Records contained in a dataset

PR #10151, opened 2026-06-25
Remove Texture::setImage(...FaceOffsets) and FaceOffsets

trie94:
All the usages of this setImage overload & FaceOffsets in G3 (including Moohan) are removed.

Note that there's another FaceOffsets in Filament (https://github.com/google/filament/blob/main/libs/generatePrefilterMipmap/include/filament-generatePrefilterMipmap/generatePrefilterMipmap.h#L33), I didn't remove that one.

FIXES=521419320


poweifeng (approved):
this lgtm, but please wait for Mathias' review because this is a public API change.

pixelflinger (approved):

PR #10153, opened 2026-06-27
vulkan: Support external textures with mipmaps

z3moon:
Support importing external textures (Android Hardware Buffers) with a full mipmap chain under the Vulkan backend, leveraging Android's AHARDWAREBUFFER_USAGE_GPU_MIPMAP_COMPLETE flag.

- Add a `mipLevels` field to VulkanPlatform::ExternalImageMetadata.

▸ The task
What is the number of lines in the records that contain "with"? State that number alone.

▸ Result for this exercise
2